After declaring myself willing to go to church as long as they “sang lots of songs and didn’t talk too much about Jesus,” I went to mass twice in one weekend. Now, I’m pretty good at maintaining an appropriately contemplative demeanor at church, but as midnight mass commenced with the “Proclamation of the Birth of Christ” I lost it. I’m not proud of it–it was completely disrespectful how hard I was laughing–but picture this:
An elderly woman in a maroon choir robe stood at the lectern. She was built like a brick, a big, square brick with a marble perched on top, connected with four or five wobbling chins in lieu of any apparent neck. It was Christmas and after all the poor woman couldn’t help her appearance; I would have cut her some slack. Her voice was an extreme iteration of the old-lady quaver…she could have out-warbled Glinda the Good Witch from the Wizard of Oz. Christmas or not, I probably would have rolled my eyes at my dad and made some sort of snide comment on the walk home. But it was what she was quavering out of the large mouth in her gray-curled marble of a head that did it:
Proclamation of the Birth of Christ
Today, the twenty-fifth day of December,
unknown ages from the time when God created the heavens and the earth
and then formed man and woman in his own image,
several thousand years after the flood,
when God made the rainbow shine forth as a sign of the covenant,
twenty-one centuries from the time of Abraham and Sarah,
thirteen centuries after Moses led the people of Israel out of Egypt,
eleven hundred years from the time of Ruth and the Judges,
one thousand years from the anointing of David as king;
in the sixty-fifth week according to the prophecy of Daniel,
in the one hundred and ninety-fourth Olympiad,
the seven hundred and fifty-second year from the foundation of the city of Rome,
the forty-second year of the reign of Octavian Augustus,
the whole world being at peace,
Jesus Christ, eternal God and Son of the eternal Father,
desiring to sanctify the world by his most merciful coming,
being conceived by the Holy Spirit,
and nine months having passed since his conception,
was born in Bethlehem of Judea of the Virgin Mary.
Today is the nativity of our Lord Jesus Christ according to the flesh.
I was shaking silently by “Ruth and the Judges” and at the word “Olympiad” I turned my audible snort into a cough and buried my fingernails in my wrist as an attempt to master my ill-timed hilarity.
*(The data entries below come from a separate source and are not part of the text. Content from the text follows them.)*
PR #2176, opened 2017-11-19
Updated 2D samples from pull request #641

thesquib:
I've updated the samples @Mike3D issued in pull request #641 so they compile and work with Urho3D master. There are two samples included, a 2d platformer, and a 2d isometric dungeon. 

Only minor changes were required to get the samples working. 

Additionally, I added sound and collisions similar to the isometric demo, very similar to the mechanics from the 2d platformer. I also fixed support for compiling on Windows. 

Thanks to @Mike3D for creating these.


eugeneko:
@weitjong Any idea why it fails? According to @thesquib, samples terminate fine with testing turned on.

thesquib:
I've built this in test mode and run these on Ubuntu 16.04, passing the flag 'timeout' to the samples, with a value of 5. The samples terminate as expected. Unsure what the problem is here, unless there is a crash which I'm not seeing. I'll try a few repeat build and runs.

thesquib:
@weitjong also there was not much feedback on the previous PR so I don't know if there was other work to do?
I haven't found any issue yet which would cause the failure.

Source/Samples/49_Urho2DIsometricDemo/CMakeLists.txt
```diff
@@ -0,0 +1,33 @@
...
+set (TARGET_NAME 49_Urho2DIsometricDemo)
+
+# Define source files
+define_source_files (EXTRA_H_FILES ${COMMON_SAMPLE_H_FILES} ../Utilities2D/Sample2D.h ../Utilities2D/Sample2D.cpp ../Utilities2D/Mover.h ../Utilities2D/Mover.cpp)
+
+# Setup target with resource copying
+setup_main_executable ()
+
+# Setup test cases
+add_test (NAME ${TARGET_NAME} COMMAND ${TARGET_NAME} -timeout ${URHO3D_TEST_TIME_OUT})
```
weitjong: This line is wrong. It should just call "setup_test ()" macro like the rest.

weitjong:
My apology. I just added one liner comment which should fix your CI build test issue. Haven't got time to review the PR as whole though.

Source/Samples/49_Urho2DIsometricDemo/CMakeLists.txt
thesquib: Thanks

thesquib:
Thanks @weitjong, the problem is fixed.

eugeneko:
I don't have enough passion to thoughtfully review this PR, but I tested these samples a bit and have no objections about merging it.
(Will be merged in three days if no activity here)

eugeneko:
@weitjong Do you want to review this PR?

1vanK:
It seems physics interaction processed in Update instead FixedUpdate. At the moment Update and FixedUpdate is equivalent for Box2D, but it is bug and can be redone someday

weitjong:
Thanks for asking. Do what you think it’s best. I will check out the code later.

thesquib:
@1vanK thanks I'll check that out soon and update it

eugeneko:
I'm merging it. Don't want to hold these samples one more time. Please make separate PR if you want to change anything.

thesquib:
Good idea, thanks @eugeneko

PR #2185, opened 2017-11-22
3D UI cleanup and update

rokups:
Turns out 3D UI implementation was not flexible enough. This change allows ultimate freedom by splitting up responsibilities correctly.

UIComponent is no longer responsible for storing batches and vertex data. This information was moved to new `RenderToTextureData` struct inside `UI` subsystem. `UI` and `UIComponent` are no longer friends of each other.

New class `UIElement3D` was created. It is used as root UI element of UI rendered in a 3D scene. It implements `ScreenToElement()` method which is used for translating screen coordinates to element coordinates. Previously `UIComponent` did translation of these coordinates. `UIElement3D::ElementToScreen()` is not implemented at this time and returns `{-1, -1}` (invalid coordinates). It is also possible to set a custom viewport to root element of `UIComponent` and this viewport will be used for processing user input.

In order to render UIElement to a texture it is enough to call SetRenderTexture(texture), where texture is set up as `TEXTURE_RENDERTARGET`. In order to properly support input of `UIElement` rendered to a texture user should subclass `UIElement` and implement `ScreenToElement()` method which properly translates global screen coordinates to local element coordinates.

New API:
* UIElement::SetRenderTexture(Texture2D*)
* UI::SetRenderTexture(UIElement*, Texture2D*)

Removed API:
* UI::SetRenderToTexture(UIComponent*, bool)

### DIFF
--- a/Source/Urho3D/UI/UI.cpp
+++ b/Source/Urho3D/UI/UI.cpp
@@ -445,8 +445,12 @@ void UI::RenderUpdate()
     {
         RenderToTextureData& data = it->second_;
         if (data.rootElement_.Expired())
+        {
             it = renderToTexture_.Erase(it);
-        else if (data.rootElement_->IsEnabled())
+            continue;
+        }
+
+        if (data.rootElement_->IsEnabled())
         {
             data.batches_.Clear();
             data.vertexData_.Clear();
@@ -465,10 +469,8 @@ void UI::RenderUpdate()
                 batch.AddQuad(scissor.left_, scissor.top_, scissor.right_, scissor.bottom_, 0, 0);
                 data.batches_.Push(batch);
             }
-            ++it;
         }
-        else
-            ++it;
+        ++it;
     }
 }
 
@@ -503,9 +505,9 @@ void UI::Render(bool renderUICommand)
     // Render to UIComponent textures. This is skipped when called from the RENDERUI command
     if (!renderUICommand)
     {
-        for (auto it = renderToTexture_.Begin(); it != renderToTexture_.End(); it++)
+        for (auto& item : renderToTexture_)
         {
-            RenderToTextureData& data = it->second_;
+            RenderToTextureData& data = item.second_;
             if (data.rootElement_->IsEnabled())
             {
                 SetVertexData(data.vertexBuffer_, data.vertexData_);
@@ -548,9 +550,9 @@ void UI::DebugDraw(UIElement* element)
             element->GetDebugDrawBatches(debugDrawBatches_, debugVertexData_, scissor);
         else
         {
-            for (auto it = renderToTexture_.Begin(); it != renderToTexture_.End(); it++)
+            for (auto& item : renderToTexture_)
             {
-                RenderToTextureData& data = it->second_;
+                RenderToTextureData& data = item.second_;
                 if (!data.rootElement_.Expired() && data.rootElement_ == root && data.rootElement_->IsEnabled())
                 {
                     element->GetDebugDrawBatches(data.debugDrawBatches_, data.debugVertexData_, scissor);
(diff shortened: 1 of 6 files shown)


Source/Urho3D/UI/UI.cpp
```diff
@@ -2076,16 +2078,31 @@ IntVector2 UI::GetEffectiveRootElementSize(bool applyScale) const
     return size;
 }
 
-void UI::SetRenderToTexture(UIComponent* component, bool enable)
+void UI::SetRenderTexture(UIElement* element, Texture2D* texture)
```
eugeneko: Don't really like this name. Maybe, `SetElementRenderTexture` is more meaninful... What do you think?

rokups: Sounds good to me

Source/Urho3D/UI/UIComponent.cpp
```diff
@@ -182,25 +193,51 @@ bool UIComponent::ScreenToUIPosition(IntVector2 screenPos, IntVector2& result)
...
                 continue;
-            return false;
+            return result;
         }
 
         Vector2& uv = queryResult.textureUV_;
-        result = IntVector2(static_cast<int>(uv.x_ * rootElement_->GetWidth()),
-                            static_cast<int>(uv.y_ * rootElement_->GetHeight()));
-        return true;
+        result = IntVector2(static_cast<int>(uv.x_ * component_->GetRoot()->GetWidth()),
```
eugeneko: But `component_->GetRoot()` is always `this`, am I right?

Source/Urho3D/UI/UIComponent.h
```diff
@@ -61,29 +65,41 @@ class URHO3D_API UIComponent : public Component
...
+    /// Construct.
+    UIElement3D(Context* context);
+    /// Destruct.
+    virtual ~UIElement3D() override = default;
+    /// Register object factory.
+    static void RegisterObject(Context* context);
 
-    friend class UI;
+    /// Set UIComponent which is using this element as root element.
+    void SetUIComponent(UIComponent* component);
```
eugeneko: Looks like hierarchy flaw because `UIElement3D` has bidirectional connection with `UIComponent`. What's the point of splitting one class into two if they both still _require_ each other to work?

Source/Urho3D/UI/UIComponent.cpp
rokups: `component_->GetRoot()` returns `UIElement` which acts as a root element. This is same `UIElement` that is passed to `UI::SetRenderTexture()`

Source/Urho3D/UI/UIComponent.h
rokups: `UIElement3D` acts as a root UI element for layout rendered to a texture. It handles screen -> element mouse translation. `UIComponent` handles UI texture rendering on to an object. They do different things. Problem is that in order to do mouse coordinates translation we need to know where object is rendered. So.. Whats the alternative? UI subsystem needs to query translated coordinates and this is by far cleanest way i could think of.

rokups:
So should i replace `UIElement3D::SetUIComponent()` with `UIElement3D::SetDrawable()`?
And can i move `UIElement3D` to `UIComponent.cpp`?

eugeneko:
> So should i replace UIElement3D::SetUIComponent() with UIElement3D::SetDrawable()?

Nah, let's keep this dependency as it. It's simpler than anything else.

> And can i move UIElement3D to UIComponent.cpp?

Do you mean class declaration? Yes, if possible.

rokups:
But if class is moved to cpp file then interface does not really matter. Considering `UIElement3D` requires only drawable and scene i think change would make code more kosher..

eugeneko:
@rokups To pass drawable into `UIElement3D` you have to ensure that this drawable is always up-to-date. If it's easy, let's do it. If not, let's just drop it.

To be honest, I consider the `UIComponent` a bit hacky.
It should be a kind of dynamic material, not a component. But Urho doesn't have asset pipeline for dynamic materials. So, I prefer to keep things as is unless we have better solution.

eugeneko:
Will be merged (with minor changes and a bit more review) in three days if no activity here

Issue #2186, opened 2017-11-23
Auto Scale UI when in high DPI mode


thesquib:
At the moment the UI in the samples is half size on high dpi displays (e.g MacBook Pro retina screen). The editor code does scale the UI however. 

The scaling should be done by default, as this behaviour can be changed if it is not desired.

weitjong:
I believe the auto-scaling is already implemented for Retina Display (High DPI mode).

PR #2187, opened 2017-11-23
Auto scale UI when in high dpi mode

thesquib:
Scale UI when in high DPI mode (issue #2186).


weitjong:
Thanks for your PR. IMHO, we cannot safely set the UI scale just based on the engine parameter. We can only safely do so in the Graphics subsystem after we have confirmed that the display device indeed support Retina resolution.

thesquib:
Thanks, I'll think on this some more.

PR #2192, opened 2017-11-27
Drag components in editor

orefkov:
This changes in editor allow drag components from hierarchy window to inspector's attributes editor.
It allow set ScriptInstance's attributes to component ID, for reference to component.
Early it worked only with nodes.


Lumak:
I think you've included some SDL changes by accident, and I'm still skeptical as to why the SDL_TICKS_PASSED() condition doesn't evaluate to true on init.

orefkov:
That bug already fixed in SDL - https://bugzilla.libsdl.org/show_bug.cgi?id=3935
In SDL_TICKS_PASSED used signed comparation, and after approx 24 days of uptime ticks in signed form become negative, and 0 always grater than negative value, and comparation is always false.
SDL_TICKS_PASSED must be used with previous saved ticks, not with 0.

Lumak:
My question is, how did you manage to set a condition to test this 24-days-of-uptime-ticks?

Issue #2196, opened 2017-12-04
Add DoubleClickMaxDistance to UI Subsytem


TrevorCash:
The ability to specify a maximum unit distance between the first click and second click would be a nice setting in the UI Subsystem.  

Currently double clicking registers even if you move the mouse large distances between clicks.  It would be nice if there was a facility to turn this down.

PR #2202, opened 2017-12-10
added UI::SetMaxDoubleClickDist and UI::GetMaxDoubleClickDist

TrevorCash:
Adds a maximum distance parameter to the UI subsystem to enable filtering of double clicks where the first click and second click are far away from each other on the same UIElement.  The distance is defaulted to very large so existing functionality should not be broken.


TrevorCash:
Fixes #2196

Source/Urho3D/UI/UI.h
```diff
@@ -402,6 +411,10 @@ class URHO3D_API UI : public Object
     Timer clickTimer_;
     /// UI element last clicked for tracking double clicks.
     WeakPtr<UIElement> doubleClickElement_;
+	/// Screen position of first mouse click for double click distance checking.
```
eugeneko: Tabs to spaces

Source/Urho3D/UI/UIEvents.h
```diff
@@ -56,6 +56,8 @@ URHO3D_EVENT(E_UIMOUSEDOUBLECLICK, UIMouseDoubleClick)
     URHO3D_PARAM(P_ELEMENT, Element);              // UIElement pointer
     URHO3D_PARAM(P_X, X);                          // int
     URHO3D_PARAM(P_Y, Y);                          // int
+	URHO3D_PARAM(P_XBegin, XBegin);                // int
```
eugeneko: Please use CAPS for parameter names, as everywhere

Source/Urho3D/UI/UIEvents.h
```diff
@@ -56,8 +56,8 @@ URHO3D_EVENT(E_UIMOUSEDOUBLECLICK, UIMouseDoubleClick)
     URHO3D_PARAM(P_ELEMENT, Element);              // UIElement pointer
     URHO3D_PARAM(P_X, X);                          // int
     URHO3D_PARAM(P_Y, Y);                          // int
-	URHO3D_PARAM(P_XBegin, XBegin);                // int
-	URHO3D_PARAM(P_YBegin, YBegin);                // int
+    URHO3D_PARAM(P_XBEGIN, XBEGIN);                // int
```
eugeneko: Sorry for confusing. I mean `(P_XBEGIN, XBegin)`

Source/Urho3D/UI/UI.cpp
```diff
@@ -95,7 +95,7 @@ UI::UI(Context* context) :
     dragBeginDistance_(DEFAULT_DRAGBEGIN_DISTANCE),
     mouseButtons_(0),
     lastMouseButtons_(0),
-	maxDoubleClickDist_(FLT_MAX),	
+    maxDoubleClickDist_(99999.0f),
```
eugeneko: There is `M_LARGE_VALUE` constant. Is it acceptable?

Source/Urho3D/UI/UIEvents.h
TrevorCash: Ah yes - I see that now.

Lumak:
Is this necessary? Clicks are registered if within the bounds of UIElement, and it's working as designed.  If you need a smaller bound then you'd typically add a smaller bound UIElement, or is this a work around so you don't have to add a smaller bound UIElement?

TrevorCash:
Its helpful. not necessary.  If I want to detect double clicks say, in the root ui element (which is very big) I want to know that I'm clicking in the same general area when a double click is registered.  I find this most helpful when not considering UIElements at all and just wanting metrics on mouse actions in the canvas.

Lumak:
To get mouse position, all you need is call:

`Input::IntVector2 GetMousePosition() const;
`
without having the need to click on anything.

Source/Urho3D/UI/UI.cpp
TrevorCash: Awesome! - did not realize that was there - just updated

Source/Urho3D/UI/UI.cpp
```diff
@@ -1635,14 +1642,37 @@ void UI::SendClickEvent(StringHash eventType, UIElement* beginElement, UIElement
...
             endElement->SendEvent(E_CLICKEND, eventData);
-        else if (eventType == E_UIMOUSEDOUBLECLICK)
-            endElement->SendEvent(E_DOUBLECLICK, eventData);
     }
 
     // Send the global event from the UI subsystem last
     SendEvent(eventType, eventData);
 }
 
+void UI::SendDoubleClickEvent(StringHash eventType, UIElement* beginElement, UIElement* endElement, const IntVector2& firstPos, const IntVector2& secondPos, int button,
```
eugeneko: `eventType` parameters seems useless. Could you remove it?

eugeneko:
Well, I'm fine with this PR.
I'll merge it if there is no comments for three days.

TrevorCash:
Cool! I dont plan on making any alterations to this branch.  Thanks Eugene!

Get Outlook for Android<https://aka.ms/ghei36>

Source/Urho3D/UI/UI.h
```diff
@@ -163,7 +165,10 @@ class URHO3D_API UI : public Object
 
     /// Return UI element double click interval in seconds.
     float GetDoubleClickInterval() const { return doubleClickInterval_; }
-
+    
+    /// Get max screen distance for double clicks to register.  default is FLT_MAX.
```
weitjong: Comment not properly case. The constant value seems to be different than the implementation.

Unfortunately, the proclamation was only half done. At “nine months having passed since his conception,” with deep red welts in my wrist, I gave up, hid my face behind my hymnal, and laughed long, hard, and (thank goodness) silently.
It was over. I took some deep breaths, composed my face, and bowed my head meekly. And then I started to think, like I do, about diagramming sentences, specifically, the 180 word sentence of the proclamation (which, as you no doubt noticed, contains only two sentences). The core of the sentence, which took approximately three minutes for the venerable chorister to warble, is “Jesus Christ was born” (which is essentially covered in the title…). Having so recently exercised my laughing muscles, the thought of this sentence diagram was enough to send my face back into my hymnal during the entirely un-comical first reading. Oops.
Had the wrathful arm of God chosen to smite me for my sacrilegious amusement, I might have re-considered my non-thesim (although, come to think of it, it would probably have been too late). As it was, I hope the brick-and-marble nightingale didn’t notice anything amiss and that I didn’t seriously compromise the spiritual experience of those around me. As for me, I had more fun at church than I have since…ever, probably.